● Aim of the task: For each line below, write it out exactly as it appears.

Stored items:
Issue #8535, opened 2024-09-22
Python: Allow module package names other than `main`


helderco:
## Summary

Generate  a `src/my_module` package for new modules instead of the hardcoded `src/main` package.

## Motivation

● Exercise result:
Issue #8535, opened 2024-09-22
Python: Allow module package names other than `main`


helderco:
## Summary

Generate  a `src/my_module` package for new modules instead of the hardcoded `src/main` package.

## Motivation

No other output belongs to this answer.